I will post if I find anything new.

-tcullison

You never said if you solved your problem or not. I was having exactly the same issue. Kernels that should execute in < 10ms would randomly give the launch timeout error, but only every 1 in ~10,000 launches. In my case, it turned out to be an incorrectly installed driver, which was causing other issues too. Run nvidia-bug-report.sh and check for any API mismatch errors to see if you have the same root cause.

See http://forums.nvidia.com/index.php?showtop…ndpost&p=231374

I am running a kernel that takes more than 8.7 second to finish. I got the same error now:

the launch timed out and was terminated.

What should I do to avoid it? External Media

With a smaller problem size, the same kernel runs 7 second, and there is no launch error.

That seems odd. Are you running on the linux console mode so that you don’t have a 5s limitation to begin with?

And to clarify an old post of mine above: my particular problem was not solved by correctly installing the driver. It still persists even in the CUDA 1.1 beta and NVIDIA is working on a solution (crossing fingers that the solution will be in the 1.1 release version). The particular calling card of this problem is a kernel that normally executes in a very short time (ms), but if you call it 100,000 times in a row, even with the SAME DATA, it will only get to 10,000 or 20,000 calls before a launch takes 5s and then either gives “launch timeout” or “unspecified launch failure”. Running in the linux console (no 5s limitation) just causes the machine to hard lock when it reaches this point.

I have resolved these issues by putting second video card which works as primary display only. How about this solution?

byung,

I reduced my block number by half and it can now barely run with less than 6.7 seconds. I think the performance is lowered but at least it can run. I heard about the 5 second limitation. But I don’t know why my computer/GPU can run up to a bit more than 7 seconds per kernel. I am using windows XP, running CUDA 1.1beta.

My computer is a Dual Xeon CPUs 3.0GHz dell precision 670 workstation. It is about 2.5 years old. GPU is G8800 Ultra. Just got it a few weeks ago.

To byung:

I do have two GPU cards but I have only one PCI-e slot in my computer. So at the time being this is not an affordable solution for me to buy a new computer. But thank you very much for the information.

Some have any idea of why a kernel cannot take more then 7s to execute?

Hi,

Yes I’m currently running into the same issue as well. I’m bumping this to see if perhaps someone is the wiser on this issue?

A colleague of mine mentioned that if the card isn’t set to COMPUTE ONLY mode then the card will want to do some display related update after some time. I don’t know if that’s in any way related.

thanks
j

So, what you are saying is that if I have just one card that to the redenring I’m not able to write a kernel that needs more than 7 seconds to execute?

Do you know how to set the device to COMPUTE ONLY mode? I never hear somenthing like that before…

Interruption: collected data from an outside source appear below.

PR #794, opened 2024-12-12
CEL for Certificate Issuance Policy

### LINKED ISSUE #753: RFC - CEL for Certificate Issuance Policy
## Summary

This feature proposes the use of [Common Expression Language (CEL)](https://github.com/google/cel-spec) in OpenBao's PKI plugin to create a flexible framework for administrators to craft custom certificate issuance policies. CEL will allow administrators to define fine-grained rules and dynamic templates for certificate issuance and signing, replacing the limitations of static role-based policies.

## Problem Statement

The [OpenBao role system](https://openbao.org/api-docs/secret/pki/#createupdate-role) allows operators to define constraints that users must meet to have certificates issued under a specific role. However, this role system is not expressive. Administrators cannot enforce complex constraints, such as requiring specific combinations of domains without modifying the codebase. This restricts flexibility and requires frequent code changes for new use cases.

The challenge is to provide a dynamic, user-configurable solution that can address these limitations while minimizing complexity and maintenance overhead.

## User-facing description

**_Administrators_** can define CEL policies under a new endpoint, `pki/cel/role/:name`, for example, a cel policy called `simple_policy` that requires 2 specific domains (example.com and example.org) to be present.

**_Administrators_** can use ACLs to restrict which CEL policies users/tokens can call.

**_Users_** can reference the new policy in a certificate issuance request using the new endpoints, `pki/cel/issue/:name` or `pki/cel/sign/:name`. When a user submits a request, the associated CEL policy validates the request. For example, a user can request a certificate by calling `pki/cel/issue/example-policy` with certificate parameters such as a `CSR` if this is a certificate signing request,`alt_names`, `key_type`, `key_bits` &c.

- If the validation is successful, it generates the certificate based on the approved request. For example, if a user requests a certificate with a `common_name` example.com, an `alt_name` example.org, the request will be successful.
-  If the validation fails, an error message is returned detailing why the request was denied. For example, if a user requests a certificate with a `common_name` of example.com, an `alt_name` of example.net, the request would fail because the domain example.net is not allowed in the policy and example.org has not been specified. 

### **API Endpoints**
The following new endpoints will be created for CEL-based certificate issuance and signing workflows:

| Use                                                 | Method   | Path                                    |
| ---------------------------- | ---------- | ------------------------ |
| List CEL policies                 | `LIST`       | `pki/cel/roles`              |
| Retrieve a specific CEL policy  | `GET`       | `pki/cel/roles/:name`  |
| Create a CEL policy                    | `POST`    | `pki/cel/role/:name`      |
| Update a CEL policy                   | `PATCH ` | `pki/cel/role/:name`     |
| Delete a CEL policy                    | `DELETE` |	`pki/cel/role/:name`    |
| Generate certificate and key  | `POST`   | `pki/cel/issue/:name`        |
| Sign certificate                           | `POST`   | `pki/cel/sign/:name`         |

**List CEL Policies** 
* This endpoint returns a list of available cel policies. Only the policy names are returned, not any values. It is useful to both operators and users.
* List with pagination will be implemented similarly to #678.

**Read CEL Policy**
* This endpoint fetches the full definition of the specified policy by its `name`, including its `validation_program`. It is useful for operators to manage policies and for users to understand policy configurations.

**Create a CEL Policy**
* Parameter `name` `(string: <required>)` specifies the name of the policy to be updated. This is part of the request URL.
* A policy consists of a `validation_program`, which evaluates incoming parameters to either approve or reject a request, and dynamically generates the certificate structure upon approval. 
* The response includes an error message, which is `nil` if the policy is successfully created or updated, or provides details if an error occurs.

**Update a CEL Policy**
* Similar to creating a policy, but in this case, the policy already exists. Only the parameters included in the request are updated, leaving any unspecified parameters unchanged.

**Generate Certificate and Key**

I’m not saying that, I have a vague guess that it might be related. :)

I don’t think it’s called COMPUTE ONLY exactly, it’s got some other very similar name. Will search and get back to you…

EDIT: It’s called Compute-Exclusive mode https://www.wiki.ed.ac.uk/display/ecdfwiki/…-Exclusive+Mode

I’m not sure if this fixes our problem…

Hum, we need to figure out a way to avoid this problem when using just one card.

I let you know if found something.

Thanks

anything found on this issue ?

I’m actually having the same issue and can’t afford all my user to have 2 graphics card ;-)

thanks for sharing anything you found so far !

Stephane

anything found on this issue ?

I’m actually having the same issue and can’t afford all my user to have 2 graphics card ;-)

thanks for sharing anything you found so far !

Stephane

Yeah, its easy to solve. 1) Install linux 2) Disable X-windows from starting (i.e. set inittab default to 3 or remove xdm from the startup scripts). 3) Run your application without any launch timeouts!

Yeah, its easy to solve. 1) Install linux 2) Disable X-windows from starting (i.e. set inittab default to 3 or remove xdm from the startup scripts). 3) Run your application without any launch timeouts!